Reports and observations from a Southern California Faithful Conservative Catholic™ Asian-American attorney's perspective. Whew!
Thursday, September 02, 2010
I've Had It. Good Bye.
Today I did something that had some personal significance. I re-registered to vote so that I could change my party affiliation from Republican to Decline to State. It's something I've been thinking of doing for a while, but never really got around to. What finally pushed me to do it, though, was what I kept reading from several "insider" Republicans about GOP U.S. Senate candidate Carly Fiorina during her first, and probably last, debate with current Senator Barbara "Don't Call Me Ma'am" Boxer. These "insiders" kept saying, via Facebook and Twitter, that Fiorina was "pro-life," and wasn't it wonderful how she didn't waver from that position.
The major problem I have with these people's assertion about the pro-life bona fides of Fiorina is that it's totally disingenuous. Yes, Carly Fiorina has expressly said she's against abortion. What she has not expressed, however, is a belief that abortion is far from being a valid right under the Constitution. Fiorina has also never said whether she at least supports enacting laws which would restrict abortion access. For all anyone knows, the stance that Carly Fiorina has on abortion mirrors the famously logic challenged/contorted stance of former New York State Governor Mario Cuomo: personally against abortion, but supports the legal right to choose abortion.*
Adding to my frustration is that none of these "insiders" I have asked who actively supports Carly Fiorina has even tried to refute the gaping holes I have poked in the suggestive assertion that Fiorina believes abortion should not be a legal right, or at least an extremely limited one.
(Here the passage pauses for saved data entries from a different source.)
PR #728, opened 2022-01-10
WIP fleshing out the implementation of Linear A.

axch:
I wanted to let you know that I started filling in some of the gaps in the Linear A implementation.  It's not all that much progress, so I don't know what a good cadence would be for merging; but on the other hand, any comments about whether I'm doing it right or not would be helpful.

### DIFF
--- a/src/LinearA.hs
+++ b/src/LinearA.hs
@@ -427,7 +427,7 @@ jvp :: JVPFuncMap -> Scope -> Subst -> TangentMap -> Expr -> Expr
 jvp funcEnv scope subst env e = case e of
   Ret vs_ [] -> ctx $ Ret ((subst !) <$> vs_) (zipWith (!) envs vs_)
     where (ctx, _, envs) = splitTangents scope env (Var <$> vs_)
-  Ret _  _  -> expectNonLinear
+  Ret _ _  -> expectNonLinear
   LetMixed vs_ [] e1 e2 ->
     ctx $ LetMixed vs vs' (rec ctxScope subst env1 e1) $
       rec ctxScope (envExt subst vs_ vs) (envExt env2 vs_ vs') e2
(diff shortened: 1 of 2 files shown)


oxinabox:
What is Linear A in this context?
I assume not https://en.wikipedia.org/wiki/Linear_A

> Linear A is a writing system that was used by the Minoans (Cretans) from 1800 to 1450 BC, to write the hypothesized Minoan language.

apaszke:
It's a prototype mini language where we try to distill some AD rules. It's just a name we've given it (there is also Linear B, but this will come later).

src/LinearA.hs
```diff
@@ -615,7 +630,21 @@ transposeExpr scope expr cts = case expr of
...
+  --   ( bCtx . LetMixed [] [v'] (Tuple $ map Var vs') . vCtx
+  --   , vScope
+  --   , vMap <> (bMap `M.withoutKeys` (S.fromList vs))
+  --   )
+  --   where
+  --     (bCtx, bScope, bMap) = transposeExpr scope body cts
+  --     vs' = (bMap !) <$> vs
+  --     v':_ = freshVars bScope
+  --     (vCtx, vScope, vMap) = transposeExpr (scopeExt bScope [v']) (Var v) [v']
+  LetUnpack vs v body -> (LetUnpack vs v . bCtx, bScope, bMap)
```
apaszke, line 645: I thought that transposition was supposed to be defined on expressions that only do linear operations, so we shouldn't need this?

apaszke (approved):
Looks nice!

src/LinearA.hs
axch: Exactly.  If the `body` is linear, the whole `LetUnpack` is linear too, and may need to be transposed.  However, the transposition is trivial, because the variable being unpacked (`v`) is non-linear by assumption.

axch:
Based on Github permitting me to do so, I assume the process is that the contributor merges after a change has been reviewed?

These people basically just ignore me thinking that in doing so I'll go away. Well, they're right. I have gone away. But not too quietly.
*So much might even be inferred from the partial response Fiorina gave in her debate with Boxer to a question of whether she supports the overturning of Roe v. Wade. Fiorina said that since California voters have determined abortion should be a legal right, she is prepared to trust the voters' judgment.
Sunday, August 29, 2010
John Paul Stevens: Dumbest Supreme Court Justice Ever?
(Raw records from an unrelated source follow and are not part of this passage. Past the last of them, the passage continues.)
PR #739, opened 2022-01-20
Compile first order monomorphic functions with `@noinline` annotation to object code

dougalm:
A first step towards not inlining everything.

### DIFF
--- a/src/lib/Imp.hs
+++ b/src/lib/Imp.hs
@@ -12,7 +12,7 @@
 {-# OPTIONS_GHC -Wno-orphans #-}
 
 module Imp
-  ( toImpFunction, ImpFunctionWithRecon (..)
+  ( toImpFunction, ImpFunctionWithRecon (..), toImpStandaloneFunction
   , PtrBinder, impFunType, getIType) where
 
 import Data.Functor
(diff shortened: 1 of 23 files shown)


src/lib/TopLevel.hs
```diff
@@ -353,26 +387,35 @@ _evalMLIR block' = do
...
-    liftM LiftE $ liftIO $ impToLLVM env logger impFun
+  (_, llvmAST) <- impToLLVM mainFuncName impFun
   let IFunType _ _ resultTypes = impFunType impFun
   let llvmEvaluate = if bench then compileAndBench needsSync else compileAndEval
-  resultVals <- liftIO $ llvmEvaluate logger llvmAST mainFuncName ptrVals resultTypes
+  logger  <- getLogger
+  objFileNames <- liftImmut $ getObjFiles <$> getEnv
+  objFiles <- forM (eMapToList objFileNames) \(objFileName, UnitE) -> do
+    ObjectFileBinding objFile <- lookupEnv objFileName
+    return objFile
```
apaszke, line 411: This looks very expensive! We end up loading all of the precompiled object files for every single evaluation, even if it's just 2 + 2

src/lib/TopLevel.hs
```diff
@@ -331,9 +331,43 @@ execUDecl decl = do
...
+compileTopLevelFun :: (Mut n, MonadPasses m) => NameHint -> Atom n -> m n (Atom n)
+compileTopLevelFun hint f = do
+  ty <- getType f
+  naryPi <- asFirstOrderFunction ty >>= \case
+    Nothing -> throw TypeErr "@noinline functions must be first-order"
+    Just naryPi -> return naryPi
+  fSimp <- simplifyTopFunction naryPi f
+  fImp <- toImpStandaloneFunction fSimp
+  fSimpName <- emitBinding hint $ AtomNameBinding $ SimpLamBound naryPi fSimp
+  fImpName <- emitImpFunBinding hint fImp
```
apaszke, line 350: Do we ever query those simp and imp bindings?

src/lib/LLVMExec.hs
```diff
@@ -153,6 +156,13 @@ standardCompilationPipeline logger exports tm m = do
 
 -- === object file export ===
 
+exportObjectFileVal :: [ObjectFileName n] -> L.Module -> String -> IO (ObjectFile n)
+exportObjectFileVal deps m fname = do
+  withSystemTempFile "objfile.o" \path h -> do
+    exportObjectFile path [(m, [fname])]
+    contents <- B.hGetContents h
+    return $ ObjectFile contents [fname] deps
```
apaszke, line 164: This is very roundabout. You could just do `Mod.moduleObject` instead of `Mod.writeObjectToFile` and avoid the unnecessary filesystem indirection.

src/lib/TopLevel.hs
```diff
@@ -353,26 +387,35 @@ _evalMLIR block' = do
 _evalMLIR = error "Dex built without support for MLIR"
 #endif
 
+-- TODO: there's no guarantee this name isn't already taken. Need a better story
+-- for C/LLVM function names
+mainFuncName :: SourceName
+mainFuncName = "entryFun"
```
apaszke, line 393: This is probably fine, but it would be a good idea to have a prefix we always append to Dex generated function symbols. Something like `__dex__`

src/lib/LLVM/V9/JIT.hs
```diff
@@ -141,12 +154,21 @@ unloadNativeModule NativeModule{..} = do
...
   symbol <- OrcJIT.mangleSymbol compileLayer $ fromString funcName
   Right (OrcJIT.JITSymbol funcAddr _) <- OrcJIT.findSymbolIn compileLayer moduleKey symbol False
   return $ castPtrToFunPtr $ wordPtrToPtr funcAddr
+
+loadObjectFile :: JIT -> IO OrcJIT.ModuleKey -> ObjectFileContents -> IO ()
+loadObjectFile jit makeKey objFileContents = do
+  withSystemTempFile "objfile.o" \path h -> do
+    BS.hPut h objFileContents
+    hFlush h
+    key <- makeKey
```
apaszke, line 172: Is there any good reason why this has to make the key here, instead of accepting it as an argument?

src/lib/Imp.hs
```diff
@@ -705,18 +747,67 @@ extendIdxsTy (idxsTy, idxs) new = do
...
+-- dest for the args and the result
+-- TODO: de-dup some of the plumbing stuff here with the ordinary makeDest path
+type NaryLamDest = Abs (Nest (BinderP AtomNameC Dest)) Dest
+
+makeNaryLamDest :: (ImpBuilder m, EnvReader m)
+                => NaryPiType n -> m n (AbsPtrs NaryLamDest n)
+makeNaryLamDest piTy = liftImmut do
+  DB env <- getDB
+  cache <- get
+  let allocInfo = (LLVM, CPU, Unmanaged) -- TODO! This is just a placeholder
```
apaszke, line 765: Can you please at least add a check that we're compiling for the CPU? This should be possible to query from `ImpBuilder`. As is, people will likely get segfaults with the CUDA backend...

src/lib/Imp.hs
```diff
@@ -705,18 +747,67 @@ extendIdxsTy (idxsTy, idxs) new = do
...
 type DestIdxs n = (EmptyAbs IdxNest n, Idxs n)
+type DepVars n = [AtomName n]
 
 -- TODO: make `DestIdxs` a proper E-kinded thing
 sinkDestIdxs :: DExt n l => DestIdxs n -> DestIdxs l
 sinkDestIdxs (idxsTy, idxs) = (sink idxsTy, map sink idxs)
 
+-- dest for the args and the result
+-- TODO: de-dup some of the plumbing stuff here with the ordinary makeDest path
+type NaryLamDest = Abs (Nest (BinderP AtomNameC Dest)) Dest
```
apaszke, line 758: What is a destination for args? Why can't we just pass them directly?

apaszke (commented):
Nice! Do you have any before/after comparisons of how long does it take us to go through the tests?

I also think there's lots of TODOs that are pretty important to get to soonish. Many of them are likely to bite us quickly IMO.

Matthew Franck at NRO's Bench Memos blog nicely refutes a kind of homage by Yale Law School instructor Linda Greenhouse to the recently retired Supreme Court Justice, John Paul Stevens. The context of Greenhouse's fawning is a case involving a display of the 10 Commandments on the walls of a couple of courthouses in Kentucky.
[Greenhouse] particularly admires one of Stevens’ worst notions, noting that he was “the only justice willing to articulate the position that laws incorporating the view that life begins at conception are theological exercises that should be invalidated on Establishment Clause grounds.” The “only justice” indeed. No other justice ever joined Stevens in this view, probably because it is one of the dumbest ever pronounced by a justice of the Supreme Court.You can read the entirety of Franck's excellent blog post here. There's even some St. Thomas Aquinas thrown in.
Stevens first expressed this view, to my knowledge, in his opinion concurring in part and dissenting in part in Webster v. Reproductive Health Services, 492 U.S. 490 (1989), 560ff. The Missouri law at issue in that case had declared that every human life “begins at conception.” Justice Stevens professed himself incapable of seeing any “secular legislative purpose” in such a declaration, and held that therefore the law expressed a purely “theological” point of view and was thus a violation of the establishment-of-religion clause of the first amendment. But of course the “purpose” of the Missouri declaration was obvious on its face. It was intended to state, and did state, a fact as a predicate for the statutory requirements to follow. Standard textbooks in embryology, then as now, unequivocally declared the scientific fact that every human life begins at conception. What an embryology textbook cannot tell us, as a matter of biology, is what to do about that fact–what moral requirement, if any, that fact should impose on us. This is what the Missouri legislature, quite reasonably, sought to do.